• [WHAT IS BEING ASKED] Reproduce exactly the line with "API: do not return dnssec info in domain list" and the lines after it. Stop at the last line of the data and include nothing else.

• [PROVIDED RECORDS]
PR #4580, opened 2016-10-17
[Documentation] Update some auth remove backend examples to add trailing '.'s

clokep:
This updates some of the examples in the remote backend documentation to include the trailing dot that PowerDNS 4 sends, e.g. the paragraph here:

> There is a breaking change on v4.0 and later. Before version 4.0, the DNS names passed in queries were without trailing dot, after version 4.0 the DNS names are sent with trailing dot. F.ex. example.org is now sent as example.org.

I've only fixed instances that I was actually able to reproduce, not ones that I haven't seen.


clokep:
Thanks! 👍

PR #4587, opened 2016-10-19
auth: Implement `Bind2Backend::getSOA()`, use the `zoneId` in `lookup()`

rgacogne:


rgacogne:
Closing this while we decide what to do with #4545. If we keep `DNSBackend::getAuth()` and `Bind2Backend::getAuth() should be implemented instead of `Bind2Backend::getSOA()`, if we don't the signature of `DNSBackend::getSOA()` will probably change anyway. I'm opening a separate PR for the `zoneId` fix.

PR #4596, opened 2016-10-20
dnsdist: Change the default max number of queued TCP conns to 1000

rgacogne:
With the existing default value of 0, we could consume an unlimited
number of file descriptors if the queued connections kept piling up.

### DIFF
--- a/pdns/README-dnsdist.md
+++ b/pdns/README-dnsdist.md
@@ -915,9 +915,9 @@ The maximum number of threads in the TCP pool is controlled by the
 increased to handle a large number of simultaneous TCP connections.
 If all the TCP threads are busy, new TCP connections are queued while
 they wait to be picked up. The maximum number of queued connections
-can be configured with `setMaxTCPQueuedConnections()`, and any value other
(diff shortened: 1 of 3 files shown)


paddg:
If I set `setMaxTCPQueuedConnections(1000)`, which is the default after this change, dnsdist complains at startup:
`Warning, this configuration can use more than 43768 file descriptors, web server and console connections not included, and the current limit is 4096.`

I have to set `ulimit -n`   at least to `58358`, to get rid of this message, which is strange because 58358 is much more than 43768. However,  `LimitNOFILE=` in the systemd unit file should also adjusted I think.

rgacogne:
I will check more carefully but it looks like there is a mistake in the way the maximum number of file descriptors is computed:
`requiredFDsCount += (tcpBindsCount * g_maxTCPQueuedConnections);`
should probably be:
`requiredFDsCount += g_maxTCPQueuedConnections;`

And dnsdist warns when the current FD limit is less than 4/3 of the maximum FD usage, since some FD can't be accurately predicted, like web and console connections. That formula doesn't work too well for large FD counts, I'm afraid.

PR #4547, opened 2016-10-06
Remove serializeSOAData, refactor calculate/edit/increaseSOA

zeha:
This also fixes #4515 and #2377.

PR #4598, opened 2016-10-20
auth: Add support for "NONE" SOA-EDIT kind

zilopbg:
Setting the "SOA-EDIT" value for a zone to "NONE" causes an error:
'SOA-EDIT type 'NONE' for zone ZONENAME is unknown.'

The calculateEditSOA function could return the SOA as-is in such cases.

### DIFF
--- a/pdns/serialtweaker.cc
+++ b/pdns/serialtweaker.cc
@@ -72,6 +72,9 @@ uint32_t calculateEditSOA(uint32_t old_serial, const string& kind, const DNSName
   else if(!kind.empty()) {
     g_log<<Logger::Warning<<"SOA-EDIT type '"<<kind<<"' for zone "<<zonename<<" is unknown."<<endl;
   }
+  // Seen strictly, this is a broken config: we can only come here if
+  // both SOA-EDIT and default-soa-edit are set to "", but the latter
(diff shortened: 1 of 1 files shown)


Habbie:
@zeha?

zeha:
Please merge this after #4547. Code itself LGTM

nmamn:
Hi, any update regarding this ?

thanks :)

zeha:
Not sure this is still needed. If some docs refer to "NONE", they should probably refer to "" instead...

nmamn:
unless I'm mistaken, it's still specified in the official documentation.

https://doc.powerdns.com/md/authoritative/dnssec/#soa-edit-ensure-signature-freshness-on-slaves

> (...)
> NONE
>
> Ignore default-soa-edit and/or default-soa-edit-signed settings.
>(...)

Habbie:
> Not sure this is still needed. If some docs refer to "NONE", they should probably refer to "" instead...

@zeha can you help us decide what to do with this PR?

zeha:
Okay, indeed we do need support for NONE (otherwise you can't override `default-soa-edit`). I've rebased this and added a comment, also killed a doubly checked case.

Issue #4601, opened 2016-10-21
new g.root-servers.net. AAAA 2001:500:12::d0d


Habbie:

Habbie:
Closed in #4603

PR #4603, opened 2016-10-21
g.root-servers.net added IPv6

nivex:
http://www.internic.net/domain/db.cache
last update:    October 20, 2016


rgacogne:
Closes #4601.

PR #4606, opened 2016-10-24
Use dnsname for nsec generation

mind04:
and a massive cleanup in internal before and aftername handling. Before and afternames are now relative DNSNames and the backends are responsible for converting these values to the right format if needed (labelreverse, replace dots by spaces and things like this) 

PS. replacing dots by spaces in dns name string is a very bad idea for a backend as it will break NSEC sorting rules for characters < 32

Closes #4345 (included in this pull)

### DIFF
--- a/modules/bindbackend/bindbackend2.cc
+++ b/modules/bindbackend/bindbackend2.cc
@@ -924,7 +924,7 @@ void Bind2Backend::queueReloadAndStore(unsigned int id)
   }
 }
 
-bool Bind2Backend::findBeforeAndAfterUnhashed(BB2DomainInfo& bbd, const DNSName& qname, DNSName& unhashed, string& before, string& after)
+bool Bind2Backend::findBeforeAndAfterUnhashed(BB2DomainInfo& bbd, const DNSName& qname, DNSName& unhashed, DNSName& before, DNSName& after)
 {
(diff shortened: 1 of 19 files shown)


mind04:
I prefer defect over enhancement. 
Btw. the fix for the canonical ordering also affect dnssec in the recursor and should be backported to recursor stable.

pieterlexis:
@rgacogne could you review at your leisure?

modules/bindbackend/bindbackend2.cc
```diff
@@ -924,97 +924,76 @@ void Bind2Backend::queueReloadAndStore(unsigned int id)
...
+  //   cerr<<record.qname<<"\t"<<makeHexDump(record.qname.toDNSString())<<endl;
 
-    while(iter == records->end() || (qname.canonCompare(iter->qname)) || (!(iter->auth) && (!(iter->qtype == QType::NS))) || (!(iter->qtype)))
-      iter--;
+  recordstorage_t::const_iterator iterBefore, iterAfter;
 
-    if(iter->qname.empty())
-      before.clear();
-    else { 
+  iterBefore = iterAfter = records->upper_bound(qname.makeLowerCase());
```
rgacogne: I don't think we need to lowercase here because it looks like the caller always does that, but that's a nit.

PR #4625, opened 2016-10-25
auth: Unify usage of randomness source by using `dns_random()`

rgacogne:
### Short description

`Utility::random()` is not impossible to predict, so even if we are not using it for anything sensitive it's better to just use `dns_random()` instead.
Reported by mongo (thanks!).
### Checklist

I have:
- [ ] documented the code
- [ ] added regression tests
- [ ] added unit tests

### DIFF
--- a/pdns/common_startup.cc
+++ b/pdns/common_startup.cc
@@ -475,7 +475,7 @@ static void triggerLoadOfLibraries()
 
 void mainthread()
 {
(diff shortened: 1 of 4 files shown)


zeha:
Maybe the remaining users of random() should also go away, so random() itself can go away? (dnsdist, geoipbackend, randombackend from a quick grep)

PR #4628, opened 2016-10-25
API: do not return dnssec info in domain list

zeha:
### Short description

Stop backend creation in a tight loop when listing all domains over the API. Should improve performance considerably. Also notes in the docs that "list" is incomplete.
### Checklist

I have:
- [ ] documented the code
- [ ] added regression tests
- [ ] added unit tests

### DIFF
--- a/regression-tests.api/test_Zones.py
+++ b/regression-tests.api/test_Zones.py
@@ -49,8 +49,11 @@ def eq_zone_rrsets(rrsets, expected):
 
 class Zones(ApiTestCase):
 
-    def test_list_zones(self):
-        r = self.session.get(self.url("/api/v1/servers/localhost/zones"))
+    def _test_list_zones(self, dnssec=True):
+        path = "/api/v1/servers/localhost/zones"
+        if not dnssec:
+            path = path + "?dnssec=false"
+        r = self.session.get(self.url(path))
         self.assert_success_json(r)
         domains = r.json()
         example_com = [domain for domain in domains if domain['name'] in ('example.com', 'example.com.')]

• [ANSWER FOR THE TASK]
API: do not return dnssec info in domain list

zeha:
### Short description

Stop backend creation in a tight loop when listing all domains over the API. Should improve performance considerably. Also notes in the docs that "list" is incomplete.
### Checklist

I have:
- [ ] documented the code
- [ ] added regression tests
- [ ] added unit tests

### DIFF
--- a/regression-tests.api/test_Zones.py
+++ b/regression-tests.api/test_Zones.py
@@ -49,8 +49,11 @@ def eq_zone_rrsets(rrsets, expected):
 
 class Zones(ApiTestCase):
 
-    def test_list_zones(self):
-        r = self.session.get(self.url("/api/v1/servers/localhost/zones"))
+    def _test_list_zones(self, dnssec=True):
+        path = "/api/v1/servers/localhost/zones"
+        if not dnssec:
+            path = path + "?dnssec=false"
+        r = self.session.get(self.url(path))
         self.assert_success_json(r)
         domains = r.json()
         example_com = [domain for domain in domains if domain['name'] in ('example.com', 'example.com.')]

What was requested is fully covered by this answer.